苻明韶竖起耳朵,斜乜一眼满脸是笑的孙秀,心里涌起厌烦,脸上没什么特别的表情。
“他就没抱怨朕?”
孙秀眼珠动了动,露出仔细思索的模样。
“没有,真没有,小侯爷那性子,主子您还不清楚么?”孙秀垂下眼,特意不去看皇帝的表情,认真研墨,“不过太后跟前的蒋公公叫小侯爷去太后宫里用晚膳,小侯爷也没去。”
苻明韶冷笑一声。
“想是在安定侯府吃惯了山珍海味,吃不惯宫里的猪食。”
“扑通”一声孙秀忙跪在地上请罪。
苻明韶见烦了他这个样,也没像往日那样叫他起来,而是再度盯着飞扬的纱帘发起呆来,那纱扬起在半空,又翻卷着徐徐落下,宛如一个婀娜少女在翩翩起舞。

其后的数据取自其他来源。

Issue #965, opened 2026-06-21
`astrid:http` SSRF airlock blocks local/private LLM endpoints with no documented exception


vrogojin:
_Found while integrating the **concierge** stack against AstridOS @ `cd43283` (LLM provider capsule + agent chat over the gateway). File/line refs are at that ref._

**Severity: major.**

The host `astrid:http` interface blocks private/loopback/link-local IPs (`crates/astrid-capsule/wit-staging/deps/astrid-http/http@1.0.0.wit:3-6,26`, `airlock-rejected`). A public provider (`api.moonshot.ai`, `api.openai.com`) works, but a self-hosted/LAN model (`base_url=http://localhost:1234`, `192.168.x`) is rejected. CHANGELOG #181 cites `localhost:1234`/LM Studio as a use case, implying an allow-list exists, but no per-capsule egress/airlock-exception config is documented.

**Ask:** document (or add) a per-capsule egress allow-list for local LLM endpoints.

PR #1029, opened 2026-06-24
feat(capsule): operator-consent for local-egress (transport-origin marker + elicitation + guided pre-bless)

### LINKED ISSUE #1028: feat(capsule): operator-consent for local-egress (transport-origin marker + elicitation + guided pre-bless)
## Problem

After the SSRF-airlock hardening (#1021) closed the accidental `http://127.0.0.1` IP-literal bypass, the *only* sanctioned way for a capsule to reach a loopback/private LLM endpoint (LM Studio on `127.0.0.1:1234`, Ollama, a LAN IP) is the operator allowlist `[security.capsule_local_egress]` landed in #1026 — which today requires **hand-editing `etc/config.toml`**. That is a poor onboarding experience for the local-LLM use case driving #961, and there is no runtime path to grant access on demand.

The deeper architectural gap: at the LLM-capsule egress site, the caller is identified only by `effective_principal()`; the routed `IpcMessage` carries no **transport-origin marker** distinguishing a request that arrived over the local Unix socket from one that arrived over the gateway HTTP listener. The gateway `POST /agent` drives the same react/openai-compat egress path, so a remote bearer caller reaches the same site — every candidate operator signal (`device_key_id=None`, `principal=\"default\"`, `anonymous`) collides between local and remote. Without a host-stamped, capsule-unforgeable origin, runtime elicitation cannot positively identify a *local operator*.

## Solution — two composed mechanisms, one PR

**A. Host-stamped transport-origin marker + runtime elicitation.** Add a host-only `origin: MessageOrigin { System | LocalSocket | RemoteGateway }` field to the kernel-internal `IpcMessage` (mirrors how `device_key_id` was added — host-derived internal-bus metadata, **no WIT change**; `to_wit_message()` keeps dropping it so it stays guest-invisible). Absent/unknown/legacy/CLI-proxy-wire frames resolve to `System` (fail-closed, non-local). The kernel stamps `LocalSocket` only for a kernel-bound (handshake-verified) socket connection, `RemoteGateway` at the gateway bus-publish sites, and propagates the *originating* request's origin through guest publish/fan-out (`publish_inner`) and `publish-as` — a `RemoteGateway` request flowing through react stays `RemoteGateway` and can never be elevated to `LocalSocket`. At the airlock-rejected egress arm, if `effective_origin()==LocalSocket` and the endpoint is not already pre-blessed/granted, the host elicits via the existing `request_approval` runtime-consent primitive (`ApprovalRequired` on `astrid.v1.approval`). On approve/approve_session it caches a **per-principal** session grant (`AllowanceStore`); on approve_always it also persists to that principal's `profile.network.egress` on disk. Any non-`LocalSocket` origin (System/RemoteGateway/unbound) **never elicits** and fails closed. A consent-granted endpoint re-enters the exempt path so it refuses redirects identically to a pre-blessed one.

**B. CLI guided pre-bless.** Where onboarding / `astrid capsule config` collects a provider `base_url`, detect a loopback/private/link-local endpoint and prompt the operator (unambiguously local *by construction* in the CLI process — not runtime elicitation) to write the `[security.capsule_local_egress]` exemption keyed by capsule id. Kills the hand-edit; the API-user gotcha is structurally impossible.

## Scope / invariants

- **No WIT change** — the marker is host-only (capsules never read it). If `wit/` needs editing this needs an RFC instead.
- Origin is **always** host-populated (caller-context / ingress), never a guest argument, never reset to a per-publish default.
- V1 covers IP-literal local endpoints (the airlock-rejected arm); hostname endpoints (`localhost:1234`) still require pre-bless.
- Fail-secure throughout: deny / timeout / cancel / non-local origin / unbound socket => block.
- The runtime grant is per-principal (principal A's grant never exempts B); the operator pre-bless stays capsule-keyed.

Relates to #961, #1026. References the SSRF airlock work #965.

joshuajbouw:
## Linked Issue

Closes #1028. Relates to #961, #1026; references the SSRF airlock work #965.

## Summary

A capsule can now reach a loopback/private LLM endpoint (LM Studio on `127.0.0.1:1234`, Ollama, a LAN IP) through **operator consent** instead of a hand-edited `etc/config.toml`, without weakening the SSRF airlock #1026 put in place. Two composed mechanisms ship together.

**A — host-stamped, capsule-unforgeable transport-origin marker + runtime elicitation.** The deeper gap: the gateway `POST /agent` drives the same react/openai-compat egress path a local CLI prompt does, so at the egress site a remote bearer caller is indistinguishable from a local operator (every candidate signal — `device_key_id=None`, `principal="default"`, `anonymous` — collides). This adds a host-only `origin: MessageOrigin { System | LocalSocket | RemoteGateway }` field on the kernel-internal `IpcMessage`, stamped exactly like `device_key_id` (host-derived internal-bus metadata, **no WIT change**; the guest-facing `record ipc-message` is unchanged and `to_wit_message()` keeps dropping it). The kernel stamps `LocalSocket` only for a handshake-bound socket connection (unbound stays `System`, fail-closed), `RemoteGateway` at the gateway publish sites, and propagates the *originating* request's origin through guest publish/fan-out and `publish-as` — a `RemoteGateway` request flowing through react→openai-compat **cannot be elevated** to `LocalSocket`. At the airlock-rejected egress arm for an IP-literal local endpoint, `astrid:http` elicits one-shot operator consent (`ApprovalRequired`) **only** when `effective_origin() == LocalSocket`; approve/approve_session caches a **per-principal** `AllowanceStore` grant, approve_always also persists to `profile.network.egress`. Any non-`LocalSocket` origin never elicits and fails closed. A consent-granted endpoint re-enters the exempt path (refuses redirects like a pre-bless). V1 covers IP-literal local endpoints; hostname endpoints (`localhost:1234`) still require a pre-bless.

苻明韶伸手拨了一下笔架上用红绳拴着的一把半个巴掌长短的木刀,侧着头,想起了衢州。衢州是个出佳人才子的地方,苻明韶的皇后,也是衢州人,父亲是衢州太守,算大楚开国以来,出身最贫寒的皇后。
上个月太医给皇后把出了喜脉,这是苻明韶盼了快七年的孩子,他却不觉得怎么高兴。兴许他盼望的事情总是失望,突然有一件成真,反倒显得不那么真实。当宫人来报,苻明韶突然想起他那个学兄,想起那个蝉鸣吵得人心烦的夏日,他们在河边洗澡,学兄泼了他一身的水,两人都那样狼狈,又那样快乐。